Feds offer to buy flooded properties 

http://www.mlive.com/news/grpress/index.ssf?/base/news-1/1121265967307100.xml

Wednesday, July 13, 2005 By Greg Chandler and Ed Ronco The Grand Rapids Press

OTTAWA COUNTY -- Robinson Township property owners flooded out of their homes last winter by a Grand River ice jam soon will get an offer to buy their land. 

The prospective buyer: the government. 

Whether property owners will accept the deal depends on how sweet it is, some say.

The Federal Emergency Management Agency approved about $5 million in disaster-mitigation grants to buy homes and vacant lots along Van Lopik Avenue and Limberlost Lane, and demolish the structures, Ottawa County officials announced Tuesday. 

The agency will release those funds once a routine environmental and historic review of the area is completed, Ottawa County Emergency Management Director Bill Smith said. 

With local matching funds, the total dollar amount to be offered for the 60 properties will be about $6 million. They include 46 homes and 14 vacant lots. 
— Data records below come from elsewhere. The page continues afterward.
PR #16, opened 2021-01-11
Update our thinking on pre-activation restrictions

domenic:
This follows much of the discussion in https://docs.google.com/document/d/1zY15k_wFTik2EoxBf3_RT7YjYpFMDaeNspy15n0rtww/edit?usp=sharing, porting that to the explainer.

The specification is updated for the single so-far-specified restriction, of downloads, to show how we might specify the others.

Potential reviewers: @jeremyroman, @jakearchibald, @domfarolino

### DIFF
--- a/README.md
+++ b/README.md
@@ -29,7 +29,7 @@ We envision prerendering having several related pieces:
 
 * [**Prerendering browsing contexts**](./browsing-context.md), which are special browsing contexts that are not displayed to the user, and within which content is constrained to not perform disruptive or side-effecting operations.
 
-  In all prerendering browsing contexts, side-effecting or disruptive APIs, such as those that could play media, require a permission prompt, or otherwise display UI, will be disabled in API-specific ways. In those tagged as being used for cross-origin prerendering, storage access will not be available, and all fetches will need to use the prerendering fetching modes.
+  In all prerendering browsing contexts, disruptive APIs, such as those that could play media, require a permission prompt, or otherwise display UI, will be disabled in API-specific ways. In those tagged as being used for cross-origin prerendering, storage access will not be available, and all fetches will need to use the prerendering fetching modes.
 
   Crucially, prerendering browsing contexts have the ability to transition to becoming normal top-level browsing contexts, so that all of the prerendered content is reused and immediately displayed to the user.
 
--- a/README.md
+++ b/README.md
@@ -29,7 +29,7 @@ We envision prerendering having several related pieces:
 
 * [**Prerendering browsing contexts**](./browsing-context.md), which are special browsing contexts that are not displayed to the user, and within which content is constrained to not perform disruptive or side-effecting operations.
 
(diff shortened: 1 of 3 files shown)


index.bs
```diff
@@ -59,6 +59,8 @@ Every {{Document}} has a <dfn for="Document">prerendering browsing contexts map<
 
 <p class="issue">Should this map be scoped to the [=user agent=] instead? Or, allowed to be copied between documents?
 
+Every {{Document}} has a <dfn for="Document">post-activation steps list</dfn>, which is a [=list=] where each [=list/item=] is a series of algorithm steps.
```
jeremyroman, line 62: I suspect at this granularity we'd want to use a more verbose term than "activation", since the term "active" is already used for other purposes (e.g., `document.activeElement`).

jeremyroman (approved):
lgtm

domfarolino (approved):
Spec lgtm

README.md
```diff
@@ -29,7 +29,7 @@ We envision prerendering having several related pieces:
 
 * [**Prerendering browsing contexts**](./browsing-context.md), which are special browsing contexts that are not displayed to the user, and within which content is constrained to not perform disruptive or side-effecting operations.
 
-  In all prerendering browsing contexts, side-effecting or disruptive APIs, such as those that could play media, require a permission prompt, or otherwise display UI, will automatically error or no-op. In those tagged as being used for cross-origin prerendering, storage access will not be available (or, perhaps, is partitioned?), and all fetches will need to use the prerendering fetching modes.
+  In all prerendering browsing contexts, side-effecting or disruptive APIs, such as those that could play media, require a permission prompt, or otherwise display UI, will be disabled in API-specific ways. In those tagged as being used for cross-origin prerendering, storage access will not be available, and all fetches will need to use the prerendering fetching modes.
```
jakearchibald, line 32: In this context does side-effecting mean it's observable from non-prerendered documents?

index.bs
```diff
@@ -108,6 +110,10 @@ Every {{Document}} has a <dfn for="Document">prerendering browsing contexts map<
     1. [=Queue a global task=] on the [=networking task source=] given |successorBC|'s [=browsing context/active window=] to perform the following steps
 
       1. Set |successorBC|'s [=browsing context/loading mode=] to "`default`".
+
+      1. [=list/For each=] |steps| in |successorBC|'s [=active document=]'s [=Document/post-activation steps list=], run |steps|.
```
jakearchibald, line 114: Do we need to handle exceptions in any particular way here?

jakearchibald (approved):
Couple of comments but LGTM

index.bs
domfarolino: Hmm, right now the only usage of this construct in this spec cannot throw any kind of an exception, but that's an interesting question in general. I kind of hope that any explicit exception handling could be done in the steps that appear in this list, and that we wouldn't actually have to handle anything ourselves, but I guess that might be too naive.

README.md
domenic: I guess it meant "user-affecting"? Let's just delete it; it's a fraught term.

index.bs
domenic: I'll add an assert that the specs don't throw an exception; at least as I'm currently imagining these, we'd never put exception-throwing steps in here.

While all 60 property owners signed on to be included in the federal grant program, it will be up to each property owner whether to sell. 

Earl Hilaski does not plan to go anywhere. 

Hilaski, 72, is upset FEMA's grant will give owners only 75 percent of a property's value. 

"I don't think anybody down here's going to sell for 75 cents on the dollar," said Hilaski, who along with his wife, Nancy, has lived in the 11600 block of Van Lopik for more than 25 years. "We formed an association and got ourselves a lawyer and everything." 

Hilaski estimated only 10 property owners would take the government's deal. 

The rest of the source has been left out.